With the recent launch of Double J, the ABC’s Triple J has closed the circle on its radio brand, creating a three-headed popular music beast that can bag teens all the way through to the middle-aged. Lars Brandle takes a closer look under the Corporation’s bonnet.

When Triple J took a hit in the audience ratings in early 2012, many folks with an eye on the radio sector suspected Triple J was finally losing the plot. Nielsen had published evidence that some of the station’s listeners were turning off in Sydney, and Melbourne was becoming a headache. TMN wrote at the time, “…a Triple J station for Generation X. It’s that demographic which could become a Triple J dominion in years to come.” Fast forward to now, and Triple J’s vertically integrated empire has Double J under its wing, with a view to capturing that older audience, the Gen Xers.
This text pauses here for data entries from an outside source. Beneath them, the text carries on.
PR #863, opened 2024-06-20
fix(googleclientauth/idtoken): use metadata server when credential json is not available

rinx:
`googleclientauth` extension with `id_token` mode works correctly when credential.json is specified.
However, the current implementation doesn't work correctly with the metadata server.

This PR fixes its behavior.
I confirmed that it works correctly on Cloud Run.

### DIFF
--- a/extension/googleclientauthextension/factory.go
+++ b/extension/googleclientauthextension/factory.go
@@ -24,6 +24,7 @@ import (
 	"golang.org/x/oauth2"
 	"golang.org/x/oauth2/google"
 	"google.golang.org/api/idtoken"
+	"google.golang.org/api/option"
 	"google.golang.org/grpc/credentials/oauth"
 )
 
@@ -67,10 +68,16 @@ func (ca *clientAuthenticator) Start(ctx context.Context, _ component.Host) erro
 func (ca *clientAuthenticator) newTokenSource(ctx context.Context, creds *google.Credentials) (oauth2.TokenSource, error) {
 	switch ca.config.TokenType {
 	case idToken:
+		opts := []option.ClientOption{}
+
+		if len(creds.JSON) > 0 {
+			opts = append(opts, idtoken.WithCredentialsJSON(creds.JSON))
+		}
+
 		return idtoken.NewTokenSource(
 			ctx,
 			ca.config.Audience,
-			idtoken.WithCredentialsJSON(creds.JSON),
+			opts...,
 		)
 	default:
 		return creds.TokenSource, nil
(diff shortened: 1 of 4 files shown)


damemi (changes requested):
Reading the code for [NewTokenSource](https://github.com/googleapis/google-api-go-client/blob/e732ee3983555c5b0ca708033d9b8ec675f99019/idtoken/idtoken.go#L83), it looks like [`idtoken.WithCredentialsJSON`](https://github.com/googleapis/google-api-go-client/blob/e732ee3983555c5b0ca708033d9b8ec675f99019/idtoken/idtoken.go#L242) returns an option function that [just copies the JSON (`creds.json`) to a field](https://github.com/googleapis/google-api-go-client/blob/e732ee3983555c5b0ca708033d9b8ec675f99019/option/option.go#L61-L70).

[NewTokenSource](https://github.com/googleapis/google-api-go-client/blob/e732ee3983555c5b0ca708033d9b8ec675f99019/idtoken/idtoken.go#L83) then calls [`internal.Creds()`](https://github.com/googleapis/google-api-go-client/blob/e732ee3983555c5b0ca708033d9b8ec675f99019/idtoken/idtoken.go#L123-L137) which calls [baseCreds()](https://github.com/googleapis/google-api-go-client/blob/20ffdd800072046285b0900af690d05e2a6f9524/internal/creds.go#L31-L43) which [reads from the JSON if it's not `nil`](https://github.com/googleapis/google-api-go-client/blob/20ffdd800072046285b0900af690d05e2a6f9524/internal/creds.go#L130-L132). Otherwise, [newTokenSource() falls back to the metadata server by default](https://github.com/googleapis/google-api-go-client/blob/e732ee3983555c5b0ca708033d9b8ec675f99019/idtoken/idtoken.go#L131-L135).

I'm guessing that the bug here comes from [the current line always setting `idtoken.WithCredentialsJSON(creds.JSON)`](https://github.com/GoogleCloudPlatform/opentelemetry-operations-go/blob/8ffe2564d48ba8085950552371de0915cfdd9b6f/extension/googleclientauthextension/factory.go#L73) even if `creds.JSON` is empty. 

My confusion though, is that I would expect the option function I linked above to [make an empty array](https://github.com/googleapis/google-api-go-client/blob/e732ee3983555c5b0ca708033d9b8ec675f99019/option/option.go#L67-L70), but I guess that's different from a `nil` array? And that's the bug, because `baseCreds()` is [checking for `creds != nil`](https://github.com/googleapis/google-api-go-client/blob/20ffdd800072046285b0900af690d05e2a6f9524/internal/creds.go#L130-L132) when maybe it should be checking for `len(creds) > 0`.

Either way, @rinx is there any way we can add a test for this? Verifying manually is good but we should have something reproducible

rinx:
@damemi Your point is correct.
I've added several test cases to verify the changes are correct.

damemi (approved):

damemi (approved):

Dig Music had been online since 2005, but was drifting and had little cache. The digital station provided ABC management an opportunity to pursue a decades-long “Triple J 2” concept without having to create it from the ground up – and so Double J came to be. “We’re very fortunate to have got the timing and the concept right to get Double J kick started in 2014,” says Chris Scaddan, manager of Triple J and Double J.

The station began broadcasting on April 30, complementing Triple J and the Unearthed platform for independent artists, which flicked the switch on its digital channel in October 2011, but hasn’t been without its detractors (quality control being one persistent complaint).

Double J’s strategy is to cater for those 30-50-years-olds, an audience which has traditionally been difficult for the broader ABC to reach.

There’s a recognition that the “older end of our audience deserve their own station to play them new music and the best sounds they grew up with,” explains Scaddan. “The aim is also to serve the Australian Arts community and the music industry by giving a national audience to acts that have a more mature sound than those we play on Triple J.”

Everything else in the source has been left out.